Collected data
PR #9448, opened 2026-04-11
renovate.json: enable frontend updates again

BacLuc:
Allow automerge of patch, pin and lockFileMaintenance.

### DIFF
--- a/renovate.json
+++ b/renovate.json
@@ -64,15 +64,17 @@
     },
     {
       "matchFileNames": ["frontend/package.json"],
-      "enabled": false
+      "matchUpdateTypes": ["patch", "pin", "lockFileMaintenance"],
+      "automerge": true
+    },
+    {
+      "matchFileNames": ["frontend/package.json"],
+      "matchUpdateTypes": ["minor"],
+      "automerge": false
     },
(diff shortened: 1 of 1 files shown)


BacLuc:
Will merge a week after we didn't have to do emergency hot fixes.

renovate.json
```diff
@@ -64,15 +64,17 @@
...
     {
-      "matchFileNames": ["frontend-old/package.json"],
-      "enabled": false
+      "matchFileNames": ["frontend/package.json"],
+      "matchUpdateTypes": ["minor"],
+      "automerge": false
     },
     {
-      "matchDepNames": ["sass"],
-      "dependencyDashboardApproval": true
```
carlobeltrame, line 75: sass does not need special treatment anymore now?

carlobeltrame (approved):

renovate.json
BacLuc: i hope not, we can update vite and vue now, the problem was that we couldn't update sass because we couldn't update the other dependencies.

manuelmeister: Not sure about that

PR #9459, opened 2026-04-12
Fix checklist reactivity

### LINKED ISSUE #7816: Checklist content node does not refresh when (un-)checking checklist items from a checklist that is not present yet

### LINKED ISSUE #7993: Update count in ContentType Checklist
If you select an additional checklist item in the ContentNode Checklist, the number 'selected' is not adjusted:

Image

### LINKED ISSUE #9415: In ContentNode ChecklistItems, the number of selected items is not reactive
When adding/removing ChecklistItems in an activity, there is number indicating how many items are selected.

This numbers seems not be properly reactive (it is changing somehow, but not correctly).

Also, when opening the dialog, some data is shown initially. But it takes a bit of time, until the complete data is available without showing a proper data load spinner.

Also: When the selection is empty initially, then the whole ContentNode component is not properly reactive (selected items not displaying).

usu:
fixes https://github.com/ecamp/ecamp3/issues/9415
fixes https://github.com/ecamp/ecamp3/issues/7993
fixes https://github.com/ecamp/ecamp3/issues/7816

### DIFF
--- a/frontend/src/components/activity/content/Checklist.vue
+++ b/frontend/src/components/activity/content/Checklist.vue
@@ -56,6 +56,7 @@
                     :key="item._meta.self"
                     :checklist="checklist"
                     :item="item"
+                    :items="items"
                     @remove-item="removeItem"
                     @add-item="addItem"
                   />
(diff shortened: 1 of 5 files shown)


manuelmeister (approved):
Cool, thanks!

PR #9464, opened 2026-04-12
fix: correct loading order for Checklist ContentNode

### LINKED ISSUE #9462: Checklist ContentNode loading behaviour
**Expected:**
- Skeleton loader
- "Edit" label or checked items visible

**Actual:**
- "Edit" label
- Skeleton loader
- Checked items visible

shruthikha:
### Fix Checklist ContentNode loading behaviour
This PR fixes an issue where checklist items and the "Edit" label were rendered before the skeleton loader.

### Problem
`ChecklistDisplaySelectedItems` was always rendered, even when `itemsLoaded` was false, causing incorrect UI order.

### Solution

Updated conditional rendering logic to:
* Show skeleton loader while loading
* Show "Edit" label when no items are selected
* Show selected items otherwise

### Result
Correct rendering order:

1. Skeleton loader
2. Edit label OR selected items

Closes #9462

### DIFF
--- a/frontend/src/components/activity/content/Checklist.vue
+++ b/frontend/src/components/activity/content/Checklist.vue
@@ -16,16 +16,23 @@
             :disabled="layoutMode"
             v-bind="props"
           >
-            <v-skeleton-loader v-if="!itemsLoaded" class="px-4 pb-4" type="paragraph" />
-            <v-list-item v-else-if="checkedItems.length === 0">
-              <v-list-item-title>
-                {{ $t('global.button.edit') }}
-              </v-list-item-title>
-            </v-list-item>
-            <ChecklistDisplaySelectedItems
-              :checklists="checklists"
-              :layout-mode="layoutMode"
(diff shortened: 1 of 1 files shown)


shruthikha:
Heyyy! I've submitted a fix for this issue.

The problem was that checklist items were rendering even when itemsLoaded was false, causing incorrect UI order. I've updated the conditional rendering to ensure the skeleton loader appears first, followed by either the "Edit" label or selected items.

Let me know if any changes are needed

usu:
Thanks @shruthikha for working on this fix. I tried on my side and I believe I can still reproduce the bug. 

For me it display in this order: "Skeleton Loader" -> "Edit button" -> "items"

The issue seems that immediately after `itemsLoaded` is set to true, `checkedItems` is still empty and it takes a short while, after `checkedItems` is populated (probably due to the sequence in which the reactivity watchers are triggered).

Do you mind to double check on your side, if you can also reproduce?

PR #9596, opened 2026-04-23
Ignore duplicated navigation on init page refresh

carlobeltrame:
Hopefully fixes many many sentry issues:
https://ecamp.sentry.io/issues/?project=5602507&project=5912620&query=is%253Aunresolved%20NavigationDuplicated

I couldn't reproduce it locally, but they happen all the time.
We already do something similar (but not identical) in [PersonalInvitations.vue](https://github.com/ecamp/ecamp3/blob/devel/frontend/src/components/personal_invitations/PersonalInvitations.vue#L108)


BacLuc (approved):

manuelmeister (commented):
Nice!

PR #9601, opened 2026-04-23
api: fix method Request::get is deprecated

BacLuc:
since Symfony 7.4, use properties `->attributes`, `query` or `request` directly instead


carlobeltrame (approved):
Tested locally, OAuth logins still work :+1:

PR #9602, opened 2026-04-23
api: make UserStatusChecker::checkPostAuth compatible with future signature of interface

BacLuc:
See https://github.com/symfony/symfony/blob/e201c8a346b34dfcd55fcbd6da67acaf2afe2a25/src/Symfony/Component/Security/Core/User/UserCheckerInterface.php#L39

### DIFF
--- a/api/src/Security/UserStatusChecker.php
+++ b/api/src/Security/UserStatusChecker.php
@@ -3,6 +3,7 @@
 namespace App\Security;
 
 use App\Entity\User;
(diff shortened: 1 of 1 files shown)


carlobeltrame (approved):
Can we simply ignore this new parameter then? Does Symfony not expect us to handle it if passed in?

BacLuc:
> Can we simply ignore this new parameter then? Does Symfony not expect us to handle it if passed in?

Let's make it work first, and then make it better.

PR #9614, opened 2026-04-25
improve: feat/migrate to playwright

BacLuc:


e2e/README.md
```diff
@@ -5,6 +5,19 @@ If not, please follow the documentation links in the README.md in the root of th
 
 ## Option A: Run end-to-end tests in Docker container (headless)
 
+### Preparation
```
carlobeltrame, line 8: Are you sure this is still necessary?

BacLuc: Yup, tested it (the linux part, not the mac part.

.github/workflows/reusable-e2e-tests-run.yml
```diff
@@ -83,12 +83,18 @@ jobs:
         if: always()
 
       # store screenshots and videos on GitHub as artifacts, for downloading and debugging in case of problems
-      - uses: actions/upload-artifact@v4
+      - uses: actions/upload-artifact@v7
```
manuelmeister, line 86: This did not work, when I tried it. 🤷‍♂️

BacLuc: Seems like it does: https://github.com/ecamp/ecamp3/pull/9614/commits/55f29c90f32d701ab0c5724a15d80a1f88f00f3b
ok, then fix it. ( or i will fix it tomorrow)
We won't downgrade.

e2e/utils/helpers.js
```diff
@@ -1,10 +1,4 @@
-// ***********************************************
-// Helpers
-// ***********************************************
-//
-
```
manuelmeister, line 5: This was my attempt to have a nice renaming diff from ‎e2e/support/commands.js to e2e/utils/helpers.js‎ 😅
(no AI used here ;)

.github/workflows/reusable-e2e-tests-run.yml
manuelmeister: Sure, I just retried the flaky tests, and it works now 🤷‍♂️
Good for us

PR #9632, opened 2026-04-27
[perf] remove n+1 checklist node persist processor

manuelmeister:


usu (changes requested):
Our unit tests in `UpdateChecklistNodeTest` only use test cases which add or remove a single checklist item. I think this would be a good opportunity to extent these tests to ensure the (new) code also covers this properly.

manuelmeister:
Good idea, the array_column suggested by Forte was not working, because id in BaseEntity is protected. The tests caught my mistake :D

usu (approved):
---
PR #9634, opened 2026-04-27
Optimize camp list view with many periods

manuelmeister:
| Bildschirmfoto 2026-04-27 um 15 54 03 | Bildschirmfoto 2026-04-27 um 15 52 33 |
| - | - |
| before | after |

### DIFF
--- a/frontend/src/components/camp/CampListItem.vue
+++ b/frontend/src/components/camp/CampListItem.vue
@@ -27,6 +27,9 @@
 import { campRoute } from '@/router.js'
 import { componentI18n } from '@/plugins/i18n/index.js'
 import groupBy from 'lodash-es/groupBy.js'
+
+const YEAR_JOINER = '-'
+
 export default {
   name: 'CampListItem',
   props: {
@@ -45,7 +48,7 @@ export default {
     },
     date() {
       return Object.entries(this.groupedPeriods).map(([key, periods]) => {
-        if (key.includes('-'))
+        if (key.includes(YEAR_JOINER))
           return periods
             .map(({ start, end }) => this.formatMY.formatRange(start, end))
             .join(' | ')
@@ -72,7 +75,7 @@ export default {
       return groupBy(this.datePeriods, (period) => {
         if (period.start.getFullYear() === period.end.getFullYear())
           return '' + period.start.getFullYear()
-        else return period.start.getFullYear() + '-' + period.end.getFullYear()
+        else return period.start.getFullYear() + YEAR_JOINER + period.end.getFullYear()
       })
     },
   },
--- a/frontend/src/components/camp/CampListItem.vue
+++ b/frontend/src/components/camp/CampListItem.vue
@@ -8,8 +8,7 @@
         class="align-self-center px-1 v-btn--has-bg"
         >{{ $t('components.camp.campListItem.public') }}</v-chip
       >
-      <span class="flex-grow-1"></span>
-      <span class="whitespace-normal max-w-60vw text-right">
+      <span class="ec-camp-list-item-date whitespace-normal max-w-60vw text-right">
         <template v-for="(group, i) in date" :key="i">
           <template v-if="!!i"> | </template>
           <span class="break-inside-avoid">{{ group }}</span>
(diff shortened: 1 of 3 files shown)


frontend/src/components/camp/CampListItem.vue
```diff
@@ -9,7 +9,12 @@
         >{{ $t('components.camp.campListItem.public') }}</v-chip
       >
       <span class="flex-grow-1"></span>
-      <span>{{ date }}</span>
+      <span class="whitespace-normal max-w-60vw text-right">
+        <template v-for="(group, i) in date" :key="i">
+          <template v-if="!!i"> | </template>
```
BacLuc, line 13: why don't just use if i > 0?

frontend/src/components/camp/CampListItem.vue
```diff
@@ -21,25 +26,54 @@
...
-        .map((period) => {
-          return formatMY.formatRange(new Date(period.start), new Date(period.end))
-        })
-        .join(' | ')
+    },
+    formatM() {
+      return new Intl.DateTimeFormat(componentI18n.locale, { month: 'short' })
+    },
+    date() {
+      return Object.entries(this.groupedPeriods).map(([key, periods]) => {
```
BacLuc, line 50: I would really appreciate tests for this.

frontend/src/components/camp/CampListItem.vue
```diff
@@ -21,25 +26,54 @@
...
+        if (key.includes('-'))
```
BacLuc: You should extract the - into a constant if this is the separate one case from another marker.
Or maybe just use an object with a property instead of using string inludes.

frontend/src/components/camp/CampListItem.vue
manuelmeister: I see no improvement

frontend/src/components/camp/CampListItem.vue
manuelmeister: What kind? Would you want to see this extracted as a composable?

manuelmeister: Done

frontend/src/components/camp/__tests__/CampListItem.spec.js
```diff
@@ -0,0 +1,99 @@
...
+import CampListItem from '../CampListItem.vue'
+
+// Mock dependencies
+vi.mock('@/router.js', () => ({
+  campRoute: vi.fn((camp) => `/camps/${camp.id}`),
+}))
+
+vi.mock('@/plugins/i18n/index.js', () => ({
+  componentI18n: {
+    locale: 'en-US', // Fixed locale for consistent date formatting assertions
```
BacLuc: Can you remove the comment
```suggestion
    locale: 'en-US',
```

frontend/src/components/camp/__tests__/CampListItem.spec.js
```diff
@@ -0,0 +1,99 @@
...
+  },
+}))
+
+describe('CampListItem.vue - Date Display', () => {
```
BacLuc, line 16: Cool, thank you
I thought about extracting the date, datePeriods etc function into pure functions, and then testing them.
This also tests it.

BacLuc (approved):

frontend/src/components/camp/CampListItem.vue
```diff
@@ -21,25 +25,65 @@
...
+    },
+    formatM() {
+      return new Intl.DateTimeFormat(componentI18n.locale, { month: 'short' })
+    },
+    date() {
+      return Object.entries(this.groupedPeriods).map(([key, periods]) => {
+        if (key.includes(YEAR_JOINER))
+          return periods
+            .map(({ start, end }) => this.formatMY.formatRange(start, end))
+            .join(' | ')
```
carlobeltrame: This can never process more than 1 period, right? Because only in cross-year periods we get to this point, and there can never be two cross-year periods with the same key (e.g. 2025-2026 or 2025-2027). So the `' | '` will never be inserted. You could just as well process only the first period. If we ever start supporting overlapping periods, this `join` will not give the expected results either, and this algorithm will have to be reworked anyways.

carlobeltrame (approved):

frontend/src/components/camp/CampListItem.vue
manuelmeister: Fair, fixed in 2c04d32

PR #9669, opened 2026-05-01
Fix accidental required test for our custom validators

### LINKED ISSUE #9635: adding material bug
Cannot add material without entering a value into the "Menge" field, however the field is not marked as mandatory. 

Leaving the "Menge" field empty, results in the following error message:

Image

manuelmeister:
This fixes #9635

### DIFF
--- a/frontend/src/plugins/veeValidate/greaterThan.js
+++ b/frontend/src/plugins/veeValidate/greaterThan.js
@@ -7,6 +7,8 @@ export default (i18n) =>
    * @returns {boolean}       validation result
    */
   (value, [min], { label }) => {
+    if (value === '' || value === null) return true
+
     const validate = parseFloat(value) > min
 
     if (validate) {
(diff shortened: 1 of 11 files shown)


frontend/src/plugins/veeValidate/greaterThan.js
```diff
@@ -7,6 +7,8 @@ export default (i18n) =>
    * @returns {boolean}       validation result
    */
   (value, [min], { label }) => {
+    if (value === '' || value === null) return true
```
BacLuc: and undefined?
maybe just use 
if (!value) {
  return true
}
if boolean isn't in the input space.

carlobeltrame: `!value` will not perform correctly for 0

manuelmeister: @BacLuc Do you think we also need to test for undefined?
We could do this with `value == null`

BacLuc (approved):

Brief>
Reproduce each line from the records that contains the word "have".

Result of this task>
Will merge a week after we didn't have to do emergency hot fixes.
manuelmeister, line 5: This was my attempt to have a nice renaming diff from ‎e2e/support/commands.js to e2e/utils/helpers.js‎ 😅
carlobeltrame: This can never process more than 1 period, right? Because only in cross-year periods we get to this point, and there can never be two cross-year periods with the same key (e.g. 2025-2026 or 2025-2027). So the `' | '` will never be inserted. You could just as well process only the first period. If we ever start supporting overlapping periods, this `join` will not give the expected results either, and this algorithm will have to be reworked anyways.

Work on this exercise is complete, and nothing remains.